- [Action item]: Give again, word for word, each line from the top of the listing through the line that holds "content type should".
__________
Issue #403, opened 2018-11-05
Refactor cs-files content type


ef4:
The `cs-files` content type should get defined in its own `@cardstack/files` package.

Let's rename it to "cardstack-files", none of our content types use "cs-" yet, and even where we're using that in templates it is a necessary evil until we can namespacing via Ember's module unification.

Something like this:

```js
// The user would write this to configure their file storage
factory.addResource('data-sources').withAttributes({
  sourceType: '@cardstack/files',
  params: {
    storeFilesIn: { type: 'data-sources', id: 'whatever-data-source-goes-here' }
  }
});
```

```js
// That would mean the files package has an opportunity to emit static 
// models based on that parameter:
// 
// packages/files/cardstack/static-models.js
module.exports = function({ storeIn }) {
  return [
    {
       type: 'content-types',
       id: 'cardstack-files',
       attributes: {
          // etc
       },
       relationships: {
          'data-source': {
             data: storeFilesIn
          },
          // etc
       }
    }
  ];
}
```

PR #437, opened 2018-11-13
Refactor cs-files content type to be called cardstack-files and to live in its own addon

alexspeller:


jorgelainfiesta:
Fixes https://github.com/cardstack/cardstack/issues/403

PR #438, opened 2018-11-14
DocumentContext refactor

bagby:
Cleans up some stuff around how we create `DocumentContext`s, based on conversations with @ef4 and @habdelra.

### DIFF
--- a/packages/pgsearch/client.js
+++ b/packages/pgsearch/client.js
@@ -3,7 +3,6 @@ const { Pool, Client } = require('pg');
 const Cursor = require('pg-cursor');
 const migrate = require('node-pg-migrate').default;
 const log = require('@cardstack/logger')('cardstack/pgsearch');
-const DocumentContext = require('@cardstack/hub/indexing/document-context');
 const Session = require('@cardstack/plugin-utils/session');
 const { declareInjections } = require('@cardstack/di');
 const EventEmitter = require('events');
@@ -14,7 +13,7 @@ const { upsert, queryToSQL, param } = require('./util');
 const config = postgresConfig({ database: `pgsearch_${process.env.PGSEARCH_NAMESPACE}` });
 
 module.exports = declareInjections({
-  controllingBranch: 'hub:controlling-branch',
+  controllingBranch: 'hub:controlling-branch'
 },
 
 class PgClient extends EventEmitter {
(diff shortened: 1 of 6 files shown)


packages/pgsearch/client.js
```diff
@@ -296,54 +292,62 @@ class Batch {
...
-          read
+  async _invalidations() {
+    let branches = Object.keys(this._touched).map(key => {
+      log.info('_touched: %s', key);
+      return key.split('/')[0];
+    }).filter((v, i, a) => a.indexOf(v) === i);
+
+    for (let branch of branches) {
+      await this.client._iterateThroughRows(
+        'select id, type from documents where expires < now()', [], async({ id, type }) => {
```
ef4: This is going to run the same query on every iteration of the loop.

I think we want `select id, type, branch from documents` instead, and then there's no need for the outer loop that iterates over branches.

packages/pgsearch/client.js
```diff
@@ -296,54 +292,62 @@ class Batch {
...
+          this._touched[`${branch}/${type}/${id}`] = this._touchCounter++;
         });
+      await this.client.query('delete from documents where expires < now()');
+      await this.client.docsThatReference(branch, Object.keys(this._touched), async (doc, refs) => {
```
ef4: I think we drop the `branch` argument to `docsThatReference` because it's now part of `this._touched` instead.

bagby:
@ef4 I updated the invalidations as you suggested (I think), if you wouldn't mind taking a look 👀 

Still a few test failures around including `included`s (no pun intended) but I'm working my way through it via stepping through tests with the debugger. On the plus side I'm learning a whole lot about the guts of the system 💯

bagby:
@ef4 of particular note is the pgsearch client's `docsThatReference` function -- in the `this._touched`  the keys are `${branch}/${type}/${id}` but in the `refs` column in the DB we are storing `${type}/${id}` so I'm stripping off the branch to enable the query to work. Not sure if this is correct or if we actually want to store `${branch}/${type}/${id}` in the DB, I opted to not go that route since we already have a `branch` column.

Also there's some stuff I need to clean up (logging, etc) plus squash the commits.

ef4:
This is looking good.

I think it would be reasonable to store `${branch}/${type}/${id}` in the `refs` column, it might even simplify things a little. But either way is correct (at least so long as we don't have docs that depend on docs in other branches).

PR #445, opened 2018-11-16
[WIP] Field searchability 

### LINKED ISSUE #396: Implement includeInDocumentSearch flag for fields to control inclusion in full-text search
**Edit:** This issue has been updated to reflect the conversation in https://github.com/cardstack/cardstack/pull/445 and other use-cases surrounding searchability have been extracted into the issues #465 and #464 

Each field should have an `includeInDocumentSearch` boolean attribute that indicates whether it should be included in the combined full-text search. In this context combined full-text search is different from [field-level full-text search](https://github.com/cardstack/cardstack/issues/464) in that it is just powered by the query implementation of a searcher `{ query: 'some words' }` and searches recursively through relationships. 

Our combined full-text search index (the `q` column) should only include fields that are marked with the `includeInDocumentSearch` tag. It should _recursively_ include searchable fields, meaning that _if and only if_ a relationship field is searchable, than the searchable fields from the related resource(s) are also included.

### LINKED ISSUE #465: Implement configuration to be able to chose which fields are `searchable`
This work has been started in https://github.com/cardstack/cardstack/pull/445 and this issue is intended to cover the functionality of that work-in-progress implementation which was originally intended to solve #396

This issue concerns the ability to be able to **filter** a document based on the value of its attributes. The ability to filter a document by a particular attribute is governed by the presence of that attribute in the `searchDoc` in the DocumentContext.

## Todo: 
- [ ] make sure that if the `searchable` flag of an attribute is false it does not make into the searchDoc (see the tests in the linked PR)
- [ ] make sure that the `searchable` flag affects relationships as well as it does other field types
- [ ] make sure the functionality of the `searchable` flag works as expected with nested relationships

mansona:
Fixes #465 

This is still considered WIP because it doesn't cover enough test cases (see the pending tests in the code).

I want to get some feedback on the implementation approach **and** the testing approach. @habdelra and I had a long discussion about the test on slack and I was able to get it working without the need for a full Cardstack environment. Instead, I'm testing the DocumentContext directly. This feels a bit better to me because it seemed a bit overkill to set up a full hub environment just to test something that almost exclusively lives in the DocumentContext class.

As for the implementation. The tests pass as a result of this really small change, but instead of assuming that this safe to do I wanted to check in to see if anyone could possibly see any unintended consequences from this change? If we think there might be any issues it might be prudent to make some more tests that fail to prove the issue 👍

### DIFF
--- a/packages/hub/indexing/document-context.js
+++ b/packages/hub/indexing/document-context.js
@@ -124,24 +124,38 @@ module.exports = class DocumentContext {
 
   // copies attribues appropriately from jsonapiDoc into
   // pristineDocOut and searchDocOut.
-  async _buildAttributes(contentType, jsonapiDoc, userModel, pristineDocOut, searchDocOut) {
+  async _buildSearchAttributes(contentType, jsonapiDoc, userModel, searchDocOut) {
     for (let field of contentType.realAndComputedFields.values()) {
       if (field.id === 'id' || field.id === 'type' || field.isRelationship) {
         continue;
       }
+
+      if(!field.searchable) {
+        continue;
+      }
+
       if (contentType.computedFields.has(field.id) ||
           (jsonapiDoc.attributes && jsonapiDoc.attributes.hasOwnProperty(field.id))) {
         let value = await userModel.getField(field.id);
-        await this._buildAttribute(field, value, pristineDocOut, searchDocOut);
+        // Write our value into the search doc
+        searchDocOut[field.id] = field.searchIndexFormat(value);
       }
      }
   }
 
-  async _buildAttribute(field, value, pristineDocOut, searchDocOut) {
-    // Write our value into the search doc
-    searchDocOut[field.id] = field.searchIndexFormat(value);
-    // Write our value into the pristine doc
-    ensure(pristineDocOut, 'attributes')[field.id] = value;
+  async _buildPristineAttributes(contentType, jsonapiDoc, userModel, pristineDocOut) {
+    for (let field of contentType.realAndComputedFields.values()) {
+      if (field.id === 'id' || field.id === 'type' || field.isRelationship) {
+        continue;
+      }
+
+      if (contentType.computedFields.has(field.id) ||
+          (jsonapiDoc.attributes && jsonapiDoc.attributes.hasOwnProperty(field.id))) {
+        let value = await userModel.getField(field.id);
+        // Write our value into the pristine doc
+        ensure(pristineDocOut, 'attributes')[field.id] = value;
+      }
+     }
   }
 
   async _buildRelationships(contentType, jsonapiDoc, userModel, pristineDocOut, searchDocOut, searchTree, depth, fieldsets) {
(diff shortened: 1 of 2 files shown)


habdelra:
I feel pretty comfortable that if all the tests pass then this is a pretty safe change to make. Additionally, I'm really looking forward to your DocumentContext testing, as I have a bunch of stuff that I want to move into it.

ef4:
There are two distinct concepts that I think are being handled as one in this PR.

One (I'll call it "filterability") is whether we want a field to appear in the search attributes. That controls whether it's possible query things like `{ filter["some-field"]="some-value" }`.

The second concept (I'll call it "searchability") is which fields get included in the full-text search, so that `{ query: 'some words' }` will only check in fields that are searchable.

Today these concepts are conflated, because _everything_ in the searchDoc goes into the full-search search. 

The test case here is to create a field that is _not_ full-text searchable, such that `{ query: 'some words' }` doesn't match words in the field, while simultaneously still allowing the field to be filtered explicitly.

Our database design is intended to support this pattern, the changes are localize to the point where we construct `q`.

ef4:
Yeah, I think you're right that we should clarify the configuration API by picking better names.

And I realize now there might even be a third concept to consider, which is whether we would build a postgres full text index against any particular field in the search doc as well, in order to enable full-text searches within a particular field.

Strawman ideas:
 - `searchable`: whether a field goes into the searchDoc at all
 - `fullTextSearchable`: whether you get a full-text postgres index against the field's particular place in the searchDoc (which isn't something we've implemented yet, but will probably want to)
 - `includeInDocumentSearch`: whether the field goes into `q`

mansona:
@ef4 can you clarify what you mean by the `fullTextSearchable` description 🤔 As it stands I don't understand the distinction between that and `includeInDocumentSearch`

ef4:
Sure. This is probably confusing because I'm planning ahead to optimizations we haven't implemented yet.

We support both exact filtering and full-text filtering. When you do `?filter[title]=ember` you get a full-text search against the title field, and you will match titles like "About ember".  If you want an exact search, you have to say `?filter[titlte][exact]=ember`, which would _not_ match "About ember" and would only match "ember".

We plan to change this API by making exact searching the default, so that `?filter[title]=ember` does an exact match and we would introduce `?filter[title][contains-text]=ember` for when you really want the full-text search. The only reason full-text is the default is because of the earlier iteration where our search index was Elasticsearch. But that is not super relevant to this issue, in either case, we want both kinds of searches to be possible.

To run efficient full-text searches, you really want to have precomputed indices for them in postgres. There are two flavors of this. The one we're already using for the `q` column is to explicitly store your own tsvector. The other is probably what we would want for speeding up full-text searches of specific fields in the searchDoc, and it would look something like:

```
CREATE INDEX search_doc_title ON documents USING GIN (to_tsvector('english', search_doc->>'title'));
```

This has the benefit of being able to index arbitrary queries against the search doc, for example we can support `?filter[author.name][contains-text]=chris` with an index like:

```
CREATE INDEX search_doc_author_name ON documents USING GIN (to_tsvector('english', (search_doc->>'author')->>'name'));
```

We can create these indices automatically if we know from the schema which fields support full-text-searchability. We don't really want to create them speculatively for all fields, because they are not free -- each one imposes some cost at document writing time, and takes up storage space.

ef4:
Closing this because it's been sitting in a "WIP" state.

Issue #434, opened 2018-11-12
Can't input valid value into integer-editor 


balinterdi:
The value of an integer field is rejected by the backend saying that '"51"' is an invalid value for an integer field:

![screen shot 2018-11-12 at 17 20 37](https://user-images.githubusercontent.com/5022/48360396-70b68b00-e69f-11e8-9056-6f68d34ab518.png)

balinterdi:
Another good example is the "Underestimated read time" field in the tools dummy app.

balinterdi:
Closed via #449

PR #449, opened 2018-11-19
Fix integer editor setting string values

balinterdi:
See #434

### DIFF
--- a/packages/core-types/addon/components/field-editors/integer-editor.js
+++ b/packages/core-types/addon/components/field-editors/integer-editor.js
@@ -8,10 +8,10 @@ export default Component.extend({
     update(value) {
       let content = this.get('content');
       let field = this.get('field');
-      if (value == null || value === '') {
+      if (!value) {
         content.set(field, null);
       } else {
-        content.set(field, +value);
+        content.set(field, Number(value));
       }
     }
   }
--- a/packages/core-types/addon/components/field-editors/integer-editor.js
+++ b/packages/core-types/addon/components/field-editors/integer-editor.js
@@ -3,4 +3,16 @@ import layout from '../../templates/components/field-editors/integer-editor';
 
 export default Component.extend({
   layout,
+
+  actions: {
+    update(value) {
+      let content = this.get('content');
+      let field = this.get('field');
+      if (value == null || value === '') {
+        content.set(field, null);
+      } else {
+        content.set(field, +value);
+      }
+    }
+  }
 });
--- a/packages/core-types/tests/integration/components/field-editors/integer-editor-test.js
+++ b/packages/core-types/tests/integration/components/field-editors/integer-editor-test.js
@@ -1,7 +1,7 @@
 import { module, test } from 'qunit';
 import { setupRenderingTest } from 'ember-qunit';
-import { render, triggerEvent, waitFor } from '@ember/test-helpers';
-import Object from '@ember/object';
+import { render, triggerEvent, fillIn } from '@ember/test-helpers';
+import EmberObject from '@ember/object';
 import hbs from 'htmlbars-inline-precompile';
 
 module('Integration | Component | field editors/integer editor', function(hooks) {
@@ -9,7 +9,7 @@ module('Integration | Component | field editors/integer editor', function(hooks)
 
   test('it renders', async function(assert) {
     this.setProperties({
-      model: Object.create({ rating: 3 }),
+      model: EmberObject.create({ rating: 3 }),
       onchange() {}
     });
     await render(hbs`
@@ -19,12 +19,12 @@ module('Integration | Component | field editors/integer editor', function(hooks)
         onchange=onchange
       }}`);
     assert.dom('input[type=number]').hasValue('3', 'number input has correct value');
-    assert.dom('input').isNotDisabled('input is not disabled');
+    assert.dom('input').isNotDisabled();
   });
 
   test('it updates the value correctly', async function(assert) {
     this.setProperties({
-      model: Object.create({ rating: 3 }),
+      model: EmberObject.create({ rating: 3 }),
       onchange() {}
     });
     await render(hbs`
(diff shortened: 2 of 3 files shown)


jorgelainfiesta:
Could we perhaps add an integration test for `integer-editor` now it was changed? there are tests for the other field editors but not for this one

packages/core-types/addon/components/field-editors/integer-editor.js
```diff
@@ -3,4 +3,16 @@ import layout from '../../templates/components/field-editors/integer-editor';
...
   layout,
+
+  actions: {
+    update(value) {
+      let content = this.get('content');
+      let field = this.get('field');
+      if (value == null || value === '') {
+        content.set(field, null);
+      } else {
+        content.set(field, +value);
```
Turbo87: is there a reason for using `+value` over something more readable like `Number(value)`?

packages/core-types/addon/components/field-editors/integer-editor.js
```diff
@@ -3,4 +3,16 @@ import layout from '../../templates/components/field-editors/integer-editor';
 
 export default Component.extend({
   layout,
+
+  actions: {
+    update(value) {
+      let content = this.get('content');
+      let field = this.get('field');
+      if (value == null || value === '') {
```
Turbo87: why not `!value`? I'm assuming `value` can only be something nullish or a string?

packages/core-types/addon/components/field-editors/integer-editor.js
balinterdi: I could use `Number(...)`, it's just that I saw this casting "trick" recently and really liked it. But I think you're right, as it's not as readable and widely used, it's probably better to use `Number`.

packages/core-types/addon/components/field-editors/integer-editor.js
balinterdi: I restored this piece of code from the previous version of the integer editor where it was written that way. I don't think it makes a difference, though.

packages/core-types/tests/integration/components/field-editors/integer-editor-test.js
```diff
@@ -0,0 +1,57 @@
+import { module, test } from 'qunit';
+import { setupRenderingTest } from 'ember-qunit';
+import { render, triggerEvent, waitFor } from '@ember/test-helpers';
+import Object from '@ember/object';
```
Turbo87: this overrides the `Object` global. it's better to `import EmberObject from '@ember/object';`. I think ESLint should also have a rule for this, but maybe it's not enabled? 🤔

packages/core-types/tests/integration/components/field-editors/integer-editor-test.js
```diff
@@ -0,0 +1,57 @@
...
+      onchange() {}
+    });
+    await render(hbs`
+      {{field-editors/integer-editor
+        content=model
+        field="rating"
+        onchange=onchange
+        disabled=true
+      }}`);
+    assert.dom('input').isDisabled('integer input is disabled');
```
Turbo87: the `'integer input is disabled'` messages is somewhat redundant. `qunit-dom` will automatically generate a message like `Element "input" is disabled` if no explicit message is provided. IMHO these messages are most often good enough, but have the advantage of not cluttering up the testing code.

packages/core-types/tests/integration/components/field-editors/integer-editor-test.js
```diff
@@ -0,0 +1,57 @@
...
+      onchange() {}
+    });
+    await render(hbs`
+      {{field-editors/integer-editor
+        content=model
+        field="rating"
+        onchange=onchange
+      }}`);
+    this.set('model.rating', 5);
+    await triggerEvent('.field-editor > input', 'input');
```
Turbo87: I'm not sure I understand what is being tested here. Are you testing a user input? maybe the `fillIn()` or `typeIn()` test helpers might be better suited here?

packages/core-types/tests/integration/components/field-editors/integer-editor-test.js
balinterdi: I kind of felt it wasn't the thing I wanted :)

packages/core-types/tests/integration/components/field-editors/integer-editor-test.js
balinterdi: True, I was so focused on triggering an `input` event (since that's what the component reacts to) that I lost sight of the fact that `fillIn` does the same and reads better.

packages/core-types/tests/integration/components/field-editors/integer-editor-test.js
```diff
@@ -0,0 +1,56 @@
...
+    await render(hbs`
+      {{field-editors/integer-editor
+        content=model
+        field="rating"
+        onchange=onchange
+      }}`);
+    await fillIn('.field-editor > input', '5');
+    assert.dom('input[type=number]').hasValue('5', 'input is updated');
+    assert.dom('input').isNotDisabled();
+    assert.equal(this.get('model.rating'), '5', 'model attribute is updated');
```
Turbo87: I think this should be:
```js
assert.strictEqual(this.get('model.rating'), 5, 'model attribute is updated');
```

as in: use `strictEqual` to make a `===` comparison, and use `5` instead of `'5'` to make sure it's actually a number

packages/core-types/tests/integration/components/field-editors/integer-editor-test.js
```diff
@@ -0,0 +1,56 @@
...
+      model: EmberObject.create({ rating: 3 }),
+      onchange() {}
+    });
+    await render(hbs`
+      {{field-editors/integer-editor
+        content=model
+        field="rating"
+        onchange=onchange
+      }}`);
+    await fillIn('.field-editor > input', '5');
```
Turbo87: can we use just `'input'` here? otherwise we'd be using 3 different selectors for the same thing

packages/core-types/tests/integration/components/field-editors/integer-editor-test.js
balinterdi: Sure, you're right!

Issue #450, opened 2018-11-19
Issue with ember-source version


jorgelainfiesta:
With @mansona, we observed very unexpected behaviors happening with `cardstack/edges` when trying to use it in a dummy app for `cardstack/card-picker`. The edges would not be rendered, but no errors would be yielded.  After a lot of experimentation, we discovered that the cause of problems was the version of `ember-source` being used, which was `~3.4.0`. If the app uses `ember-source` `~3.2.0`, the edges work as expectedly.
__________
- [Completed task]:
Issue #403, opened 2018-11-05
Refactor cs-files content type


ef4:
The `cs-files` content type should get defined in its own `@cardstack/files` package.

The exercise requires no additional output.